Work request ->
Below are entries; write every one of them out again exactly.

[Stored items]
━━━━━━━━━━━━━━━━

PR #1830, opened 2024-08-20
Fix: nethereum signing memory

NickKhalow:
## What does this PR change?

Integrated Alloy rust library for the performance bottle with nethereum.

It gave a crazy performance boost per 120 times 31.4 ms -> 0.26 ms, and reduced memory allocation per 1500 times 3.83 Mb -> 2.63 Kb

https://github.com/user-attachments/assets/2cfd5ec6-cb25-4622-84ee-c91a70b9ba51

━━━━━━━━━━━━━━━━

Output ->
PR #1830, opened 2024-08-20
Fix: nethereum signing memory

NickKhalow:
## What does this PR change?

Integrated Alloy rust library for the performance bottle with nethereum.

It gave a crazy performance boost per 120 times 31.4 ms -> 0.26 ms, and reduced memory allocation per 1500 times 3.83 Mb -> 2.63 Kb

https://github.com/user-attachments/assets/2cfd5ec6-cb25-4622-84ee-c91a70b9ba51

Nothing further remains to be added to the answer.